[Your assignment] Exactly as they appear below, repeat the lines from the one with "OVF import: no" through the one with "var osInfoFromOSType, osInfoFromOSID", and no others.

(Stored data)
%%
PR #1302, opened 2020-07-23
OVF import: use OS ID from OVF descriptor in addition to OS Type

zoran15:
OVF import: no OS Type specified in OVF descriptoris currently the highest rate error for instance import.

To solve this, use OS ID from OVF descriptor in addition to OS Type to support a wider range of OVFs that might not have OS Type set (or use OS Type from a different name space, like vbox).

### DIFF
--- a/cli_tools/gce_ovf_import/ovf_utils/ovf_utils.go
+++ b/cli_tools/gce_ovf_import/ovf_utils/ovf_utils.go
@@ -377,14 +377,14 @@ func GetOVFDescriptorAndDiskPaths(ovfDescriptorLoader domain.OvfDescriptorLoader
 func GetOSId(ovfDescriptor *ovf.Envelope) (string, error) {
 
 	if ovfDescriptor.VirtualSystem == nil {
-		return "", daisy.Errf("VirtualSystem must be defined to retrieve OS info")
+		return "", daisy.Errf("OVF descriptor error: VirtualSystem must be defined to retrieve OS info. Use --os flag to specify OS")
 	}
 	if ovfDescriptor.VirtualSystem.OperatingSystem == nil ||
 		len(ovfDescriptor.VirtualSystem.OperatingSystem) == 0 {
-		return "", daisy.Errf("OperatingSystemSection must be defined to retrieve OS info")
+		return "", daisy.Errf("OVF descriptor error: OperatingSystemSection must be defined to retrieve OS info. Use --os flag to specify OS")
 	}
 	if ovfDescriptor.VirtualSystem.OperatingSystem[0].OSType == nil && ovfDescriptor.VirtualSystem.OperatingSystem[0].ID == 0 {
-		return "", daisy.Errf("OperatingSystemSection.OSType or OperatingSystemSection.ID in OVF descriptor must be defined to retrieve OS info")
+		return "", daisy.Errf("OVF descriptor error: OperatingSystemSection.OSType or OperatingSystemSection.ID must be defined to retrieve OS info. Use --os flag to specify OS")
 	}
 
 	var osInfoFromOSType, osInfoFromOSID *osInfo
--- a/cli_tools/gce_ovf_import/ovf_utils/ovf_utils.go
+++ b/cli_tools/gce_ovf_import/ovf_utils/ovf_utils.go
@@ -35,42 +35,169 @@ const (
 	usbController          uint16 = 23
 )
 
-//Full list: https://vdc-download.vmware.com/vmwb-repository/dcr-public/da47f910-60ac-438b-8b9b-6122f4d14524/16b7274a-bf8b-4b4c-a05e-746f2aa93c8c/doc/vim.vm.GuestOsDescriptor.GuestOsIdentifier.html
-
-// Mapping OVF osType attribute to importer OS ID
-var ovfOSTypeToOSID = map[string]string{
-	"debian8Guest":          "debian-8",
-	"debian8_64Guest":       "debian-8",
-	"debian9Guest":          "debian-9",
-	"debian9_64Guest":       "debian-9",
-	"centos6Guest":          "centos-6",
-	"centos6_64Guest":       "centos-6",
-	"centos7Guest":          "centos-7",
-	"centos7_64Guest":       "centos-7",
-	"centos8Guest":          "centos-8",
-	"centos8_64Guest":       "centos-8",
-	"rhel6Guest":            "rhel-6",
-	"rhel6_64Guest":         "rhel-6",
-	"rhel7Guest":            "rhel-7",
-	"rhel7_64Guest":         "rhel-7",
-	"windows7Server64Guest": "windows-2008r2",
+type osInfo struct {
+	description      string
+	importerOSIDs    []string
+	nonDeterministic bool
 }
 
-// Mapping potentially supported OVF osType values to possible importer OS ID values
+func (oi *osInfo) isDeterministic() bool {
+	return len(oi.importerOSIDs) == 1 && !oi.nonDeterministic
+}
+
+func (oi *osInfo) hasImporterOSIDs() bool {
+	return len(oi.importerOSIDs) > 0
+}
+
+//Mapping OVF OS ID to OS info
+//Full list: http://schemas.dmtf.org/wbem/cim-html/2/CIM_OperatingSystem.html
+var ovfOSIDToImporterOSID = map[int16]osInfo{
+	1:   {description: "Other", importerOSIDs: []string{}},
+	2:   {description: "MACOS", importerOSIDs: []string{}},
+	3:   {description: "ATTUNIX", importerOSIDs: []string{}},
+	4:   {description: "DGUX", importerOSIDs: []string{}},
+	5:   {description: "DECNT", importerOSIDs: []string{}},
+	6:   {description: "Tru64 UNIX", importerOSIDs: []string{}},
+	7:   {description: "OpenVMS", importerOSIDs: []string{}},
+	8:   {description: "HPUX", importerOSIDs: []string{}},
+	9:   {description: "AIX", importerOSIDs: []string{}},
+	10:  {description: "MVS", importerOSIDs: []string{}},
+	11:  {description: "OS400", importerOSIDs: []string{}},
+	12:  {description: "OS/2", importerOSIDs: []string{}},
+	13:  {description: "JavaVM", importerOSIDs: []string{}},
+	14:  {description: "MSDOS", importerOSIDs: []string{}},
+	15:  {description: "WIN3x", importerOSIDs: []string{}},
+	16:  {description: "WIN95", importerOSIDs: []string{}},
+	17:  {description: "WIN98", importerOSIDs: []string{}},
+	18:  {description: "WINNT", importerOSIDs: []string{}},
+	19:  {description: "WINCE", importerOSIDs: []string{}},
+	20:  {description: "NCR3000", importerOSIDs: []string{}},
+	21:  {description: "NetWare", importerOSIDs: []string{}},
+	22:  {description: "OSF", importerOSIDs: []string{}},
+	23:  {description: "DC/OS", importerOSIDs: []string{}},
+	24:  {description: "Reliant UNIX", importerOSIDs: []string{}},
+	25:  {description: "SCO UnixWare", importerOSIDs: []string{}},
+	26:  {description: "SCO OpenServer", importerOSIDs: []string{}},
+	27:  {description: "Sequent", importerOSIDs: []string{}},
+	28:  {description: "IRIX", importerOSIDs: []string{}},
+	29:  {description: "Solaris", importerOSIDs: []string{}},
+	30:  {description: "SunOS", importerOSIDs: []string{}},
+	31:  {description: "U6000", importerOSIDs: []string{}},
+	32:  {description: "ASERIES", importerOSIDs: []string{}},
+	33:  {description: "HP NonStop OS", importerOSIDs: []string{}},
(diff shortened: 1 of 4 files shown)


cli_tools/gce_ovf_import/ovf_utils/ovf_utils.go
```diff
@@ -35,42 +35,169 @@ const (
...
-	"rhel7_64Guest":         "rhel-7",
-	"windows7Server64Guest": "windows-2008r2",
+func (oi *osInfo) hasImporterOSIDs() bool {
+	return len(oi.importerOSIDs) > 0
 }
 
-// Mapping potentially supported OVF osType values to possible importer OS ID values
+//Mapping OVF OS ID to OS info
+//Full list: http://schemas.dmtf.org/wbem/cim-html/2/CIM_OperatingSystem.html
+var ovfOSIDToImporterOSID = map[int16]osInfo{
```
dntczdx, line 54: would you help me understand:
1.  what will happen if the image has a unlisted OS ID?
2. is there a way to leverage the os-detection project here?

zoran15: 1. If user hasn't specified --os flag and there's no matching supported OS from OVF descriptor, error will be thrown here: https://github.com/GoogleCloudPlatform/compute-image-tools/blob/766e13993361ec666ffd6a9e9d17c67dd560a709/cli_tools/gce_ovf_import/ovf_importer/ovf_importer.go#L433
2. Yes, OS detection will be utilized for OVF import once available. We'll probably throw warnings or errors if what is detected and what is in the OVF descriptor don't match.

cli_tools/gce_ovf_import/ovf_utils/ovf_utils.go
```diff
@@ -35,42 +35,169 @@ const (
...
+	113: {description: "Microsoft Windows Server 2012", importerOSIDs: []string{"windows-2012", "windows-2012-byol"}},
+	114: {description: "Microsoft Windows 8", importerOSIDs: []string{"windows-8-x86-byol"}, nonDeterministic: true},
+	115: {description: "Microsoft Windows 8 64-bit", importerOSIDs: []string{"windows-8-x64-byol"}, nonDeterministic: true},
+	116: {description: "Microsoft Windows Server 2012 R2", importerOSIDs: []string{"windows-2012r2", "windows-2012r2-byol"}},
+	117: {description: "Microsoft Windows Server 2016", importerOSIDs: []string{"windows-2016", "windows-2016-byol"}},
+	118: {description: "Microsoft Windows 8.1", importerOSIDs: []string{}},
+	119: {description: "Microsoft Windows 8.1 64-bit", importerOSIDs: []string{}},
+	120: {description: "Microsoft Windows 10", importerOSIDs: []string{"windows-10-x86-byol"}, nonDeterministic: true},
+	121: {description: "Microsoft Windows 10 64-bit", importerOSIDs: []string{"windows-10-x64-byol"}, nonDeterministic: true},
+	//TODO: windows-2019, windows-2019-byol
```
EricEdens, line 175: Is this TODO for a follow-up PR?

cli_tools/gce_ovf_import/ovf_utils/ovf_utils.go
```diff
@@ -35,42 +35,169 @@ const (
 	usbController          uint16 = 23
 )
 
-//Full list: https://vdc-download.vmware.com/vmwb-repository/dcr-public/da47f910-60ac-438b-8b9b-6122f4d14524/16b7274a-bf8b-4b4c-a05e-746f2aa93c8c/doc/vim.vm.GuestOsDescriptor.GuestOsIdentifier.html
+type osInfo struct {
+	description      string
+	importerOSIDs    []string
+	nonDeterministic bool
```
winterfreshx, line 41: Please add a comment for what the flag signifies. Makes it easier to understand intended behavior of flags with comments

cli_tools/gce_ovf_import/ovf_utils/ovf_utils.go
```diff
@@ -35,42 +35,169 @@ const (
...
+}
```
EricEdens, line 42: Can you add some comments for `description` and `nonDeterministic`? (For example, to help someone needing to add more OS mappings in a couple of years)

cli_tools/gce_ovf_import/ovf_utils/ovf_utils.go
```diff
@@ -250,31 +377,66 @@ func GetOVFDescriptorAndDiskPaths(ovfDescriptorLoader domain.OvfDescriptorLoader
...
 	}
 
-	return osID, nil
+	if osInfoFromOSType == nil && osInfoFromOSID == nil {
+		return "", daisy.Errf("cannot determine OS from OVF descriptor. Use --os flag to specify OS")
+	}
+
+	osInfo := getMoreSpecificOSInfo(osInfoFromOSType, osInfoFromOSID)
+
+	if !osInfo.hasImporterOSIDs() {
```
winterfreshx, line 409: What about the "Other" OS return value? Shouldn't that mean that we haven't detected it?

cli_tools/gce_ovf_import/ovf_utils/ovf_utils.go
```diff
@@ -35,42 +35,169 @@ const (
...
+	77:  {description: "Microsoft Windows Server 2008 64-Bit", importerOSIDs: []string{}},
+	78:  {description: "FreeBSD 64-Bit", importerOSIDs: []string{}},
+	79:  {description: "RedHat Enterprise Linux", importerOSIDs: []string{}},
+	80:  {description: "RedHat Enterprise Linux 64-Bit", importerOSIDs: []string{"rhel-6", "rhel-6-byol", "rhel-7", "rhel-7-byol", "rhel-8", "rhel-8-byol"}},
+	81:  {description: "Solaris 64-Bit", importerOSIDs: []string{}},
+	82:  {description: "SUSE", importerOSIDs: []string{}},
+	83:  {description: "SUSE 64-Bit", importerOSIDs: []string{"opensuse-15"}, nonDeterministic: true},
+	84:  {description: "SLES", importerOSIDs: []string{}},
+	85:  {description: "SLES 64-Bit", importerOSIDs: []string{"sles-12-byol", "sles-15-byol"}},
+	86:  {description: "Novell OES", importerOSIDs: []string{}},
```
EricEdens, line 140: As I read through this map, it appears that all entries are empty, marked as nonDetermistic, or have multiple possible matches. From my subsequent reading of the code, it looks like all such candidates wouldn't be used to allow the import to proceed. For example, if an OVF only specified id=83, then the import would stop and prompt the user to specify their `--os`.

Is my understanding correct? If so, will supporting osIDs allow imports to proceed that would have otherwise failed?

cli_tools/gce_ovf_import/ovf_utils/ovf_utils.go
```diff
@@ -35,42 +35,169 @@ const (
...
-	"windows7_64Guest":      {"windows-7-x64-byol"},
-	"windows8Guest":         {"windows-8-x86-byol"},
-	"windows8_64Guest":      {"windows-8-x64-byol"},
-	"windows9Guest":         {"windows-10-x86-byol"},
-	"windows9_64Guest":      {"windows-10-x64-byol"},
-	"windows8Server64Guest": {"windows-2012", "windows-2012r2"},
-	"windows9Server64Guest": {"windows-2016", "windows-2019"},
+// correctness. All Windows Client imports are in this category due to the fact we can't assume BYOL licensing.
+//Full list: https://vdc-download.vmware.com/vmwb-repository/dcr-public/da47f910-60ac-438b-8b9b-6122f4d14524/16b7274a-bf8b-4b4c-a05e-746f2aa93c8c/doc/vim.vm.GuestOsDescriptor.GuestOsIdentifier.html
+var ovfOSTypeToOSID = map[string]osInfo{
```
winterfreshx, line 183: I noticed that we are missing some of the OS versions listed here that are on https://cloud.devsite.corp.google.com/compute/docs/images/os-details . Is that mostly because we have to do extra work to enable those new versions?

cli_tools/gce_ovf_import/ovf_utils/ovf_utils.go
zoran15: yes, once windows-2019 becomes available in OVF spec. I've created a tracker bug.

cli_tools/gce_ovf_import/ovf_utils/ovf_utils.go
zoran15: Looking at the mapping, you're correct. The benefit to the customer is that, instead of throwing a "no mapping found" error, we will throw an error saying we know what is in the OVF descriptor but that it can't be mapped in a 1:1 manner to OS values GCE recognizes. 

For example, when ID=96 was provided, if the description didn't match VMWare specs (e.g. if OVF came from vBox), we would throw an error saying OS is not recognized. With this change, we'll instruct the user to provide either `debian-8` or `debian-9`.

cli_tools/gce_ovf_import/ovf_utils/ovf_utils.go
zoran15: I think "Other" differs from "Unknown" (ID=0, not included). I'm not sure there's much value in keeping "Other" except that OVF descriptor is telling us there is an OS there but it's not listed. "Unknown" is basically `null` value and is thus not included.

I don't have strong preference on whether to keep "Other/Other 64-bit" or not.

cli_tools/gce_ovf_import/ovf_utils/ovf_utils.go
zoran15: The list of operating systems in OVF descriptor spec is not something we can add to. E.g. COS would probably be listed as "Other". I'm not sure this answers your question?

cli_tools/gce_ovf_import/ovf_utils/ovf_utils.go
dntczdx: Agree. I thought len(importerOSIDs)>1 means nonDeterministic, however after I read the whole PR I saw they are different. Would you explain why it's nonDeterministic when it's a 1:1 map?

zoran15: Added comments in the code, but the summary is that there are two main reasons:
1. Legal: we don't want to assume BYOL for Windows client because we don't know if a customer has BYOL agreement.
2. Possible multiple mappings but we only support one in import, so again we don't want to assume it's the version we support (e.g. "Suse 64-bit" to `opensuse-15` because there are other versions of Suse).

cli_tools/gce_ovf_import/ovf_utils/ovf_utils.go
zoran15: Added descriptions

cli_tools/gce_ovf_import/ovf_utils/ovf_utils.go
winterfreshx: I meant Debian 10 and similar newer versions of OSes. It seems to be listed in the link that you have provided in the comment.

cli_tools/gce_ovf_import/ovf_utils/ovf_utils.go
EricEdens: I'd probably omit `Other`, since it would result in an error message of `cannot determine OS from OVF descriptor.`, which seems more helpful than `operating system "Other" detected but is not supported by...`

cli_tools/gce_ovf_import/ovf_utils/ovf_utils.go
EricEdens: I see -- yeah, I agree, the new error messages that are introduced by this PR are a lot more helpful.

cli_tools/gce_ovf_import/ovf_utils/ovf_utils.go
zoran15: Image import (and OVF import which relies on image import) currently don't support Debian 10 import, even though it's supported by GCE.

cli_tools/gce_ovf_import/ovf_utils/ovf_utils.go
zoran15: Removed "Other" and "Other 64-bit"

zoran15:
> overall lgtm! In terms of consolidating data structures for future maintenance, another approach is to invert your data structures so that the maintainer only needs to specify a single instance of the `--os` parameter, and then one ore more OVF IDs and one or more OVF types, which (I think) would allow you to hide the manual specification of `deterministic`, since your code could calculate it at runtime. In pseudocode, an entry might look like:
> 
> ```
> {
>   osID: "debian-10",
>   ovfIDs: ["Debian 64-Bit"],
>   ovfTypes: ["debian10_64Guest"]
> },
> ```
> 
> On one hand, these data structures will be updated infrequently, so the extra refactoring might not be worth the effort. On the other hand, it also depends on the impact of someone inadvertently mis-specifying something (like the `nonDeterministic` flag), and whether you think the current tests would identify such an error.

Inverting the mapping would not help with avoiding the `nonDeterministic` field because of the reasons listed in one of the other comments above. Copy/paste:

1. Legal: we don't want to assume BYOL for Windows client because we don't know if a customer has BYOL agreement.

2.Possible multiple mappings but we only support one in import, so again we don't want to assume it's the version we support (e.g. "Suse 64-bit" to opensuse-15 because there are other versions of Suse).

Also, mapping from importer OS ID to OVF OS ID would prevent us from giving customers info on the OS detected when throwing an error that it's not supported by OVF import. Not a major feature but it does provide a bit better UX.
%%
[Reply]
OVF import: no OS Type specified in OVF descriptoris currently the highest rate error for instance import.

To solve this, use OS ID from OVF descriptor in addition to OS Type to support a wider range of OVFs that might not have OS Type set (or use OS Type from a different name space, like vbox).

### DIFF
--- a/cli_tools/gce_ovf_import/ovf_utils/ovf_utils.go
+++ b/cli_tools/gce_ovf_import/ovf_utils/ovf_utils.go
@@ -377,14 +377,14 @@ func GetOVFDescriptorAndDiskPaths(ovfDescriptorLoader domain.OvfDescriptorLoader
 func GetOSId(ovfDescriptor *ovf.Envelope) (string, error) {
 
 	if ovfDescriptor.VirtualSystem == nil {
-		return "", daisy.Errf("VirtualSystem must be defined to retrieve OS info")
+		return "", daisy.Errf("OVF descriptor error: VirtualSystem must be defined to retrieve OS info. Use --os flag to specify OS")
 	}
 	if ovfDescriptor.VirtualSystem.OperatingSystem == nil ||
 		len(ovfDescriptor.VirtualSystem.OperatingSystem) == 0 {
-		return "", daisy.Errf("OperatingSystemSection must be defined to retrieve OS info")
+		return "", daisy.Errf("OVF descriptor error: OperatingSystemSection must be defined to retrieve OS info. Use --os flag to specify OS")
 	}
 	if ovfDescriptor.VirtualSystem.OperatingSystem[0].OSType == nil && ovfDescriptor.VirtualSystem.OperatingSystem[0].ID == 0 {
-		return "", daisy.Errf("OperatingSystemSection.OSType or OperatingSystemSection.ID in OVF descriptor must be defined to retrieve OS info")
+		return "", daisy.Errf("OVF descriptor error: OperatingSystemSection.OSType or OperatingSystemSection.ID must be defined to retrieve OS info. Use --os flag to specify OS")
 	}
 
 	var osInfoFromOSType, osInfoFromOSID *osInfo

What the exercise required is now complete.